PR #8645, opened 2026-06-15
test(auth): add test for retry exhaustion on transient errors

westarle:
Add retry exhaustion test to verify client request rejects with 500 error after all transporter retries are exhausted.

This brings Node.js test coverage in line with other resilient implementations (like Python, Go, Rust, and Swift) which also perform internal credential-level retries with exponential backoff on the token endpoint before ultimately exhausting and bubbling the error up. (Contrast this with Java, C++, and PHP which lack internal credential retries entirely and fail immediately on transient auth errors).

### DIFF
--- a/core/packages/google-auth-library-nodejs/test/test.oauth2.ts
+++ b/core/packages/google-auth-library-nodejs/test/test.oauth2.ts
@@ -1026,6 +1026,28 @@ describe('oauth2', () => {
       assert.strictEqual('abc123', client.credentials.access_token);
     });
 
+    it('should throw an error after retries are exhausted on transient errors', async () => {
+      // Mock 4 failures (1 initial + 3 retries)
+      const scopes = [
+        nock(baseUrl, {
+          reqheaders: {
+            'content-type': 'application/x-www-form-urlencoded;charset=UTF-8',
+          },
+        })
+          .post('/token')
+          .times(4)
+          .reply(500, 'Internal Server Error'),
+      ];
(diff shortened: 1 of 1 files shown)


core/packages/google-auth-library-nodejs/test/test.oauth2.ts
```diff
@@ -1026,6 +1026,28 @@ describe('oauth2', () => {
...
+    it('should throw an error after retries are exhausted on transient errors', async () => {
+      // Mock 4 failures (1 initial + 3 retries)
+      const scopes = [
+        nock(baseUrl, {
+          reqheaders: {
+            'content-type': 'application/x-www-form-urlencoded;charset=UTF-8',
+          },
+        })
+          .post('/token')
+          .times(4)
```
pearigee, line 1038: Should this be a constant or explicitly configured for this test? I think we are implicitly falling back to the default 3 retries in gaxios: https://github.com/googleapis/google-cloud-node/blob/550635c136027d01e32fcbfa7b0550d0f91d7cda/core/packages/gaxios/src/common.ts#L476

It looks like this library stores its config in this static method: https://github.com/googleapis/google-cloud-node/blob/550635c136027d01e32fcbfa7b0550d0f91d7cda/core/packages/google-auth-library-nodejs/src/auth/oauth2common.ts#L213

We could reference the config explictly like this:
```
.times(1 + OAuthClientAuthHandler.RETRY_CONFIG().retryConfig?.retry ?? 3)
```

PR #8648, opened 2026-06-15
feat: migrate google-cloud-speech to librarian (keep helpers)

suztomo:
This PR migrates the `google-cloud-speech` package to use Librarian for code generation, while preserving the custom `streamingRecognize` helper and its tests to avoid breaking changes and preserve test coverage.

This is a follow-up to the initial attempt in #8635, which removed the helper and tests.

### Highlights
- Enabled Librarian generation for `google-cloud-speech` by removing `skip_generate: true` in `librarian.yaml`.
- Added `keep` configuration in `librarian.yaml` to preserve:
  - `src/helpers.ts` (custom helper)
  - `src/index.ts` (mixin logic)
  - `test/helpers.test.ts` (unit tests)
  - `system-test/fixtures/streamingRecognize/input.wav` (test fixture)
  - `system-test/speech_system_test.js` etc. (legacy system tests)
- Removed OwlBot configuration (`.OwlBot.yaml`) and other obsolete configs.

### Detailed Rationale for `keep` List

<details>
<summary>Why is <code>src/helpers.ts</code> kept?</summary>

`src/helpers.ts` contains the custom `streamingRecognize` helper. In the initial attempt (#8635), this helper was removed to transition to a fully auto-generated client. However, this helper is exposed to users and removing it introduces a major breaking change.

**The Breaking Change:**
The custom helper wraps the raw gRPC stream. Without it:
1. Users can no longer pass `streamingConfig` directly as the first argument to `streamingRecognize(config)`.
2. The returned stream no longer accepts raw audio buffers directly (e.g. via `stream.write(audioBuffer)` or `.pipe()`). Instead, users must write `StreamingRecognizeRequest` objects directly, wrapping the audio in `{audioContent: buffer}`.

Keeping `src/helpers.ts` preserves this helper and avoids these breaking changes.
</details>

<details>
<summary>Why is <code>src/index.ts</code> kept?</summary>

`src/index.ts` contains the runtime mixin logic that injects the helper into the generated clients:

```typescript
import {ImprovedStreamingClient} from './helpers';
// ...
Object.defineProperty(
  v1.SpeechClient.prototype,
  'streamingRecognize',
  Object.getOwnPropertyDescriptor(
    ImprovedStreamingClient.prototype,
    'streamingRecognize'
  )!
);
```

If `src/index.ts` is not in the `keep` list, Librarian will overwrite it with a default generated index file that only contains standard exports. 
Without the mixin logic in `src/index.ts`, the custom helper in `helpers.ts` is never bound to the `SpeechClient` prototype at runtime. Calling `client.streamingRecognize()` would fail (as the generated method is renamed to `_streamingRecognize` by `librarian.js` to avoid conflicts, leaving `streamingRecognize` undefined).
</details>

<details>
<summary>Why are the system tests and <code>input.wav</code> kept?</summary>

We preserve the legacy system tests (`system-test/speech_system_test.js`, `system-test/speech_typescript_system_test.ts`, etc.) and the associated test fixture (`system-test/fixtures/streamingRecognize/input.wav`) to maintain test coverage for the preserved helper. These tests verify the `streamingRecognize` helper functionality at a system level.

Note: We may delete these legacy system tests later (see [Librarian #6377](https://github.com/googleapis/librarian/issues/6377)).
</details>

### Detailed Rationale for Deleted Files

<details>
<summary>Why was <code>prettier.config.js</code> deleted?</summary>

`prettier.config.js` was deleted because it is redundant. 

It previously contained:
```javascript
module.exports = {
  singleQuote: true,
  trailingComma: 'es5',
};
```

This is identical to the standard Google TypeScript Style (GTS) config. The monorepo has a root `.prettierrc.cjs` that extends `gts/.prettierrc.json`. With this package-level config removed, Prettier will correctly fall back to the root config, ensuring consistent formatting across the entire repository without maintaining redundant local configuration files.
</details>

### User-facing Changes
None. The custom `streamingRecognize` helper and its mixin logic are preserved, so behavior is identical to pre-migration.


suztomo:
All checks have passed.

suztomo:
Superseding https://github.com/googleapis/google-cloud-node/pull/8635

shivanee-p (approved):

PR #8650, opened 2026-06-15
chore: migrate google-storage-control

### LINKED ISSUE #5955: nodejs: Investigate Offline NPM Install Timeout in google-storage-control
Generation fails for `google-storage-control` inside containerized or isolated build environments because its custom post-processor triggers a blocking `npm install` over the network.

We need to investigate why `librarian.js` triggers `npm install` in this package, and see if there is a better way to resolve what `librarian.js` is trying to accomplish (e.g., loading dependencies gracefully or checking system registry states without blocking offline container executions).

### Reproduction steps

Set your npm config registry to strict offline registry mapping or disconnect internet access, then trigger generation on storage-control:
```bash
librarian generate google-storage-control
```

### LINKED ISSUE #6359: nodejs: google-storage-control fails to generate in Docker
```text
2026/06/10 10:00:48 librarian: generate library "google-storage-control" (nodejs): failed to run post processor: librarian.js failed: /root/.nvm/versions/node/current/bin/node /repo/packages/google-storage-control/librarian.js: npm error code EACCES
npm error syscall mkdir
npm error path /.npm
npm error errno EACCES
npm error
npm error Your cache folder contains root-owned files, due to a bug in
npm error previous versions of npm which has since been addressed.
npm error
npm error To permanently fix this problem, please run:
npm error   sudo chown -R 80098:89939 "/.npm"
npm notice
npm notice New major version of npm available! 10.8.2 -> 11.16.0
npm notice Changelog: https://github.com/npm/cli/releases/tag/v11.16.0
npm notice To update run: npm install -g npm@11.16.0
npm notice
npm error Log files were not written due to an error writing to the directory: /.npm/_logs
npm error You can rerun the command with `--loglevel=verbose` to see the logs in your terminal
Error: Command failed: npm install
    at checkExecSyncError (node:child_process:890:11)
    at execSync (node:child_process:962:15)
    at Object.<anonymous> (/repo/packages/google-storage-control/librarian.js:23:3)
    at Module._compile (node:internal/modules/cjs/loader:1364:14)
    at Module._extensions..js (node:internal/modules/cjs/loader:1422:10)
    at Module.load (node:internal/modules/cjs/loader:1203:32)
    at Module._load (node:internal/modules/cjs/loader:1019:12)
    at Function.executeUserEntryPoint [as runMain] (node:internal/modules/run_main:128:12)
    at node:internal/main/run_main_module:28:49 {
  status: 1,
  signal: null,
  output: [ null, null, null ],
  pid: 97,
  stdout: null,
  stderr: null
}
```

JoeWang1127:
Migration google-storage-control to librarian generate.

Fixes https://github.com/googleapis/librarian/issues/6359
Fixes https://github.com/googleapis/librarian/issues/5955


packages/google-storage-control/src/v2/storage_client.ts
```diff
@@ -80,7 +80,7 @@ export class StorageClient {
   private _defaults: { [method: string]: gax.CallSettings };
   private _universeDomain: string;
   private _servicePath: string;
-  private _log = logging.log('storage');
+  private _log = logging.log('storage-control');
```
danieljbruce, line 83: nit: Do we need to change this log? What improvement does it offer?

packages/google-storage-control/LICENSE
```diff
@@ -1,202 +0,0 @@
-
```
danieljbruce, line 1: What is the purpose of removing these files?

danieljbruce (approved):
Just a few nits, but nothing seems particularly risky about this PR to me so approving to unblock librarian migration.

packages/google-storage-control/LICENSE
JoeWang1127: This is one of the file we removed during migration because the monorepo should have one license.

packages/google-storage-control/src/v2/storage_client.ts
JoeWang1127: Looks like the previous name is not correct since this is storage control client.

PR #8653, opened 2026-06-16
chore: migrate google-cloud-visionai to librarian

jskeet:


jskeet:
This supercedes https://github.com/googleapis/google-cloud-node/pull/8634 - the significant change is removing v1alpha from librarian.yaml (not sure why it was included by the migration tool) which makes the diffs much smaller.

feywind (approved):

PR #8667, opened 2026-06-17
chore: migrate google-cloud-dataproc to librarian

jskeet:


jskeet:
Note: this deletes a smoke test, but given the age of the package, I don't think that smoke test is particularly useful any more. I can add it to a keep list if necessary.

danieljbruce (approved):

PR #8685, opened 2026-06-18
fix(generator): add long dependency to CJS template and update baselines

suztomo:
This PR adds the missing "long" dependency to the CommonJS package.json template in gapic-generator-typescript, and updates the baselines to match.

### Why `long` is in `devDependencies`
`long` is only required during the compilation phase of the library itself to resolve type definitions in the generated `protos/protos.d.ts` (which has `import Long = require("long");`). It is not directly imported in the runtime JavaScript code. At runtime, `long` is transitively resolved via `google-gax` -> `protobufjs`, so it does not need to be a production dependency of the generated library.

### GAX
It also updates the `google-gax` dependency version to `^5.0.0` in the template to match the recently introduced `google-maps-mapmanagement` package:
https://github.com/googleapis/google-cloud-node/blob/6f9710c504c5272dfb59a77c7da98235ed9cf3ff/packages/google-maps-mapmanagement/package.json. The latest (non-RC) GAX version is 5.0.7: https://www.npmjs.com/package/google-gax?activeTab=versions.

Last week, I ran generate -all in https://github.com/googleapis/google-cloud-node/pull/8672 and package.json was not updated. Package.json file in the keep list https://github.com/googleapis/google-cloud-node/blob/ed701c6bfbe626f95f94159533140a1f921caf3c/librarian.yaml#L24. The effect is only to upcoming newly generated libraries.


quirogas (commented):
Reverting to 5.0.0 could introduce a significant number of changes to the generated code, as `google-gax` provides a transitive dependency used by `protobufjs` during client generation. Let's talk about this change before we  merge it.

suztomo:
@quirogas For google-gax version I found that the latest version 5.0.x versions are descendants (having the changes) of  5.1.1-rc.1. See b/527420531#comment3. Would you confirm this address your concern and remove do-not-merge label?

quirogas:
> @quirogas For google-gax version I found that the latest version 5.0.x versions are descendants (having the changes) of 5.1.1-rc.1. See b/527420531#comment3. Would you confirm this address your concern and remove do-not-merge label?

Thank you so much for all your work! Yes, I agree that we should be good to remove the labels. However, could you perform one final sanity check before merging the PR and review the generated changes to ensure they won't cause any issues? Feel free to send me the generated branch, and I can help look them over. 

@pearigee WDYT?

suztomo:
@quirogas  With `core/generator/gapic-generator-typescript/templates/cjs/typescript_gapic/package.json`, this pull request only changes the package.json in a new library. This does not change the dependencies of gapic-generator-typescript.

feywind (approved):
Thanks for throwing in the gax version fix too.

feywind:
> @quirogas For google-gax version I found that the latest version 5.0.x versions are descendants (having the changes) of 5.1.1-rc.1. See b/527420531#comment3. Would you confirm this address your concern and remove do-not-merge label?

I had a PR to fix that, a while back, but it didn't end up getting merged for unrelated reasons, so I'm glad to see it in here. The rc is much older than the 5.0.x releases. Our plan is eventually to just bump gax to 5.2.x so we can avoid future weirdness with the rc.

_ _ _ _ _ _ _

EXERCISE INSTRUCTIONS: Could you work out how many lines above contain the string "configuration"? Answer with the number only.

OUTPUT: 3